Help! I Have Pets! (Which Means You Might Be Homeless)

Help! I Have Pets! (Which Means You Might Be Homeless)

How could you possibly turn this cute little guy away? :(

You know what sucks? I'll tell you. Having pets and not being able to find a place to live because of it. Now I'm not talking farm animals or an unconventional pet like a a wildebeast or a dwarf dolphin that you're planning on shoving in a bathtub. I'm talking a typical domesticated (god willing) dog or cat. Usually landlords prefer cats to dogs, so cats aren't really a HUGE issue due to their independent and quiet nature, but you will sadly not be preferred over someone who has no pets at all.

The issue at hand goes back to the vacancies (see blog entry Rent: Up, Up, & Up Some More). You see, the rental market in Boston right now is very competitive, so landlords have all the power. They can choose who they think will be the perfect tenant. With an overwhelming number of applicants per rental property, landlords do not give a flying fluff if your precious poopsie canine is the greatest thing since Cute Overload, or is your only friend in life.

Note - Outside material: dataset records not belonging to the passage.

PR #1447, opened 2023-11-09
refactor CandidType and Serializable

lastmjs:


src/lib/stable_structures/stable_b_tree_map.ts
```diff
@@ -1,24 +1,24 @@
...
 export interface Serializable {
     toBytes: (data: any) => Uint8Array;
     fromBytes: (bytes: Uint8Array) => any;
 }
 
 export function StableBTreeMap<Key = any, Value = any>(
-    keyType: Partial<Serializable>,
-    valueType: Partial<Serializable>,
+    keySerializable: Serializable,
+    valueSerializable: Serializable,
```
dansteren, line 13: I'd recommend just `key` and `value`. The type tells you it's serializable. Just an idea though so just resolve this comment if you like it as is.

src/lib/stable_structures/stable_b_tree_map.ts
```diff
@@ -1,24 +1,24 @@
...
 import { nat8 } from '../candid/types/primitive/nats/nat8';
-import { encode, decode } from '../candid/serde';
+import { decode } from '../candid/serde';
 
 export interface Serializable {
     toBytes: (data: any) => Uint8Array;
     fromBytes: (bytes: Uint8Array) => any;
 }
 
 export function StableBTreeMap<Key = any, Value = any>(
```
dansteren, line 11: Now that this function can throw, I think it's important to document that as a JS doc comment. I'd use the [`@throw`](https://jsdoc.app/tags-throws) tag. Now would also be a good time to add more documentation explaining how to use StableBTreeMap, for example maybe adding `@typeparam` tags to explain the `Key`, and `Value` generics.

src/lib/stable_structures/stable_b_tree_map.ts
```diff
@@ -1,24 +1,24 @@
...
     memoryId: nat8
 ) {
     if (globalThis._azleIc !== undefined) {
         globalThis._azleIc.stableBTreeMapInit(memoryId);
     }
 
-    isSerializable(keyType);
-    isSerializable(valueType);
+    isSerializable(keySerializable);
+    isSerializable(valueSerializable);
```
dansteren, line 21: An opinionated naming preference thing here (i.e. feel free to ignore), `isSerializable` to me doesn't say it will throw or assert so I'd go with something more like `assertIsSerializable` or `ensureIsSerializable`. Just a thought.

dansteren (approved):
I really think the throw should be documented before this is merged. That being said, it wasn't technically part of this PR, so I've gone ahead and approved it anyway. I just don't want us to forget.

And for the other stuff just choose what you think is best.

src/lib/stable_structures/stable_b_tree_map.ts
dansteren: ah, figured out what it is. `isSerializable` to me says it will return a boolean. I think that's my issue. So I read it as you checking whether the thing was serializable, and then not doing anything with the result. So I think a different name wouldn't conflict with that convention.

lastmjs:
I'm still working on StableBTreeMap so this kind of documentation isn't really what I was focusing on

src/lib/stable_structures/stable_b_tree_map.ts
lastmjs: key and value are already used inside of each method though

src/lib/stable_structures/stable_b_tree_map.ts
lastmjs: Documentation is good but nothing really throws here, isSerializable is just a type assertion it's not really meant to do anything at runtime, though it will.

This is a pattern that comes up often, and generally I think we don't want to rely on runtime type checking. The throw is just for the compiler.

src/lib/stable_structures/stable_b_tree_map.ts
lastmjs: This is the convention in TypeScript for these if I'm not mistaken...just what I've always seen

The thing that I have a hard time wrapping my brain around is that cats are preferred over dogs. I sincerely apologize if I am about to offend anyone (well, actually no I don't) but I absolutely cannot stand about 95% of the cats I've met. They're bitchy, self entitled, knock your crap over in a very stealthy manner so they can pretend it was really no big thing, and my god does that litter smell. I went to a friend's home once who had a cat and I could smell that mess from OUTSIDE the front door. When I walked in I thought I was absolutely going to immediately be asphyxiated by the toxic smell of cat business all over that apartment. No wonder it's hazardous for pregnant women to be around that. It probably causes the unborn baby to have ongoing conniption fits until it's removed from that nauseating repulsive environment. That's just my humble opinion of course.

Satan....In fluffy form

Yeah sure dogs chew and scratch and bark  and get excited but cats scratch and piss and throw up and sometimes meow uncontrollably like the South Park cat ( I believe his name is Mr. Kitty) who's in heat. At least if a robber breaks in you home you'll be made aware of it far sooner with a dog than you would with a self righteous cat.

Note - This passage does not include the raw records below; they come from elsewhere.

PR #1448, opened 2023-11-09
Typeof tstype

lastmjs:


dansteren (dismissed):
TBH I didn't see the difference between this and your other PR, but both look good. See my other review for feedback.

dansteren (approved):
New changes look good! _(and are much smaller)_

PR #1449, opened 2023-11-09
String serde for bigint

lastmjs:


dansteren (dismissed):
My understanding is that you swapped out the crazy candid encoding for a simpler `toString` serialization for types where it made sense. It might be good to just discuss in the morning to make sure I fully understand, but I didn't see any glaring omissions.

PR #1450, opened 2023-11-16
Stable b tree map performance tests

lastmjs:


src/lib/stable_structures/stable_b_tree_map.ts
```diff
@@ -191,8 +191,8 @@ export function StableBTreeMap<Key = any, Value = any>(
 
             const encodedValues = globalThis._azleIc.stableBTreeMapValues(
                 memoryId,
-                startIndex,
-                length
+                Math.floor(startIndex),
```
bdemann, line 194: This is fine, I'm just curious at what happened that caused you to put it in

bdemann (approved):

dansteren (approved):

So to summarize, make sure you ask up front about the pet situation. Sometimes they're negotiable. If you did your job as a proper pet parent your precious baby will be well trained, not wake the nation during inopportune times, and be an absolute bundle of joy. Otherwise you know that negotiation is pretty much going to end before it even gets started. Beg, plead, bat your eyes and bake some cookies. And don't forget to make nice. Everyone knows you get more flies (eww) with honey than you do with vinegar.....or however that saying goes.